# Data section:
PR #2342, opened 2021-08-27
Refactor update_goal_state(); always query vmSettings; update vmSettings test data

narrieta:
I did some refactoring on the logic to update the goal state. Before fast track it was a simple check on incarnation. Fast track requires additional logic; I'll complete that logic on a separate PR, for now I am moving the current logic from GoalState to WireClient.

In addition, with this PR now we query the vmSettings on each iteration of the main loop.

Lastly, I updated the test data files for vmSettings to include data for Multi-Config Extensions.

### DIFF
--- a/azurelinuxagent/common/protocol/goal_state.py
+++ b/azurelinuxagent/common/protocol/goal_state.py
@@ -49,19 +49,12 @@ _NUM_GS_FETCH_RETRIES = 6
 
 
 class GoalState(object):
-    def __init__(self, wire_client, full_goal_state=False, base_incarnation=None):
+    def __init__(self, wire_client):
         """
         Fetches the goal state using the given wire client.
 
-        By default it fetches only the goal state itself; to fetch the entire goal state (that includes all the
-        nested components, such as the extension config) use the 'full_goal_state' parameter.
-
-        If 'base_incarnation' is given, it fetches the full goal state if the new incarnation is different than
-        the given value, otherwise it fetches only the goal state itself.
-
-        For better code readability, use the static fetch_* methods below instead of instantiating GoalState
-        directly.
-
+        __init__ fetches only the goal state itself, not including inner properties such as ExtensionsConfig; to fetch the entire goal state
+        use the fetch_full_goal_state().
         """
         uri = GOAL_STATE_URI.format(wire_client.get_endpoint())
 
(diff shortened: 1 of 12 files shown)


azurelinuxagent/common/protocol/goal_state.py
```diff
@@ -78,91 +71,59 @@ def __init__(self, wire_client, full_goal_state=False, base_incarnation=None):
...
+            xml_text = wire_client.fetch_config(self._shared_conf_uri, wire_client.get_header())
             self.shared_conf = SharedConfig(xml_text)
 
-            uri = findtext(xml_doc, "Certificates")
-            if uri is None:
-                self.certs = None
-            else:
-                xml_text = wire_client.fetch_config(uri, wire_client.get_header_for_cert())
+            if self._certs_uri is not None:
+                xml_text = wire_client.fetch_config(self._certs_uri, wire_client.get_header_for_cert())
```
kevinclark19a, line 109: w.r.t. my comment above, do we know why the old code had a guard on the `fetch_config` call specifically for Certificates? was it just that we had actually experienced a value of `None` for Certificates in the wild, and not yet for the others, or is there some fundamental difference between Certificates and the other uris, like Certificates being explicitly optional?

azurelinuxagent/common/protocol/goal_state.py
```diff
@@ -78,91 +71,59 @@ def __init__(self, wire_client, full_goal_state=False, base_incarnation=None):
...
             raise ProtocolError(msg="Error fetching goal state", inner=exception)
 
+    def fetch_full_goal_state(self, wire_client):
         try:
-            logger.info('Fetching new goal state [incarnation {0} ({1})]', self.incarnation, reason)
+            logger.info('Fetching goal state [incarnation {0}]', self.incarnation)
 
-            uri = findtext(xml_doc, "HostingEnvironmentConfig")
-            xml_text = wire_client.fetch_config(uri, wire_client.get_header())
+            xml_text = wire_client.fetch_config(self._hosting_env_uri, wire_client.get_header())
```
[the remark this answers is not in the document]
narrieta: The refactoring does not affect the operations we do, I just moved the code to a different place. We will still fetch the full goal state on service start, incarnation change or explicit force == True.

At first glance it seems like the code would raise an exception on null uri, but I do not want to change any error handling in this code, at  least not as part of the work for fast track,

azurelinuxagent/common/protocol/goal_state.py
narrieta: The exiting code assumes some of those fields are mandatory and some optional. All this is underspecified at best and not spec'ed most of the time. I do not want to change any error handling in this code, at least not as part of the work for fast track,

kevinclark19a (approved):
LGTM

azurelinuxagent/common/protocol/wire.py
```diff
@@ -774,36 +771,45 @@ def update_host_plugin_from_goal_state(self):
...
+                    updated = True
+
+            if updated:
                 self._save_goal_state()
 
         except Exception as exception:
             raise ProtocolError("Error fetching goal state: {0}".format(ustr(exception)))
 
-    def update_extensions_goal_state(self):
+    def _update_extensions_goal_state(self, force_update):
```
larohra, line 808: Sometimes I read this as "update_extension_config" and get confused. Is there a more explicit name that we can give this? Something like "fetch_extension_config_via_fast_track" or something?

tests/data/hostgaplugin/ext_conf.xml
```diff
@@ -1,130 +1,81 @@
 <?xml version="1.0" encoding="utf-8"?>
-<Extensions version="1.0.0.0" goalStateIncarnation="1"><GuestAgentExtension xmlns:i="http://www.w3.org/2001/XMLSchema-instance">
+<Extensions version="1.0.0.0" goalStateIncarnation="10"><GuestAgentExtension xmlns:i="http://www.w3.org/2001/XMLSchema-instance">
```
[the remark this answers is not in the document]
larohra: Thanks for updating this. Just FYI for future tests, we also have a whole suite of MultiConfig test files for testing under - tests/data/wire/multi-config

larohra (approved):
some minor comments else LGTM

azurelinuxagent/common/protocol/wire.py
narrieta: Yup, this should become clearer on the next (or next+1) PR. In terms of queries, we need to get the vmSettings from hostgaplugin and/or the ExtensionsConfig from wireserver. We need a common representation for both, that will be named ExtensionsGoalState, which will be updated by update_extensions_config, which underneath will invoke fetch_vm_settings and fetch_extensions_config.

...

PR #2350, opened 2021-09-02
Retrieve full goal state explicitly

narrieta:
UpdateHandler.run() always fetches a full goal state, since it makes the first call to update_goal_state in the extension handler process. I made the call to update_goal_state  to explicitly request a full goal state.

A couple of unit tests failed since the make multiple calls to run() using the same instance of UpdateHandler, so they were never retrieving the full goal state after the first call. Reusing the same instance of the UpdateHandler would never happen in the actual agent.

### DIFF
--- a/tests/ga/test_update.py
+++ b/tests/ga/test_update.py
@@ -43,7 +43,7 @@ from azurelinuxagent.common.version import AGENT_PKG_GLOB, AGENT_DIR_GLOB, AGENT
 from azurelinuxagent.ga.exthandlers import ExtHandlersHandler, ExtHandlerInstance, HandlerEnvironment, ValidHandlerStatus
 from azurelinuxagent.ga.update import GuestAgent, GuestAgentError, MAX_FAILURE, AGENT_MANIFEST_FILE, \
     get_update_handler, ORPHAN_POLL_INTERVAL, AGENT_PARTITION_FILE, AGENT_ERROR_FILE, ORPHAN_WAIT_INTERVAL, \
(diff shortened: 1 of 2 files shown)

==

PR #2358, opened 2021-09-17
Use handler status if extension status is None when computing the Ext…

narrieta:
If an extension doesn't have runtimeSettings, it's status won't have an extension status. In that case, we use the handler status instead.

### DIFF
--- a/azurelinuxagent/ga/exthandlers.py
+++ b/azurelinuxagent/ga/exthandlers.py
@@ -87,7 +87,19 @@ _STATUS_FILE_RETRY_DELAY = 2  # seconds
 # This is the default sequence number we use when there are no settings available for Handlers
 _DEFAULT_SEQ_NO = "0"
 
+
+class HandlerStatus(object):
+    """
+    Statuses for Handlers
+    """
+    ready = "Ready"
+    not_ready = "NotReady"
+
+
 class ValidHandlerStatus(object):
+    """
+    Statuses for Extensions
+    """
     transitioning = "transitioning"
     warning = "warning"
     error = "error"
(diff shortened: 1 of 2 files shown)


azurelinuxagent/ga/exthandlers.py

# Exercise:
Could you state how many lines in the data hold the word "inner"? Only the number should be given.

# Problem solution:
2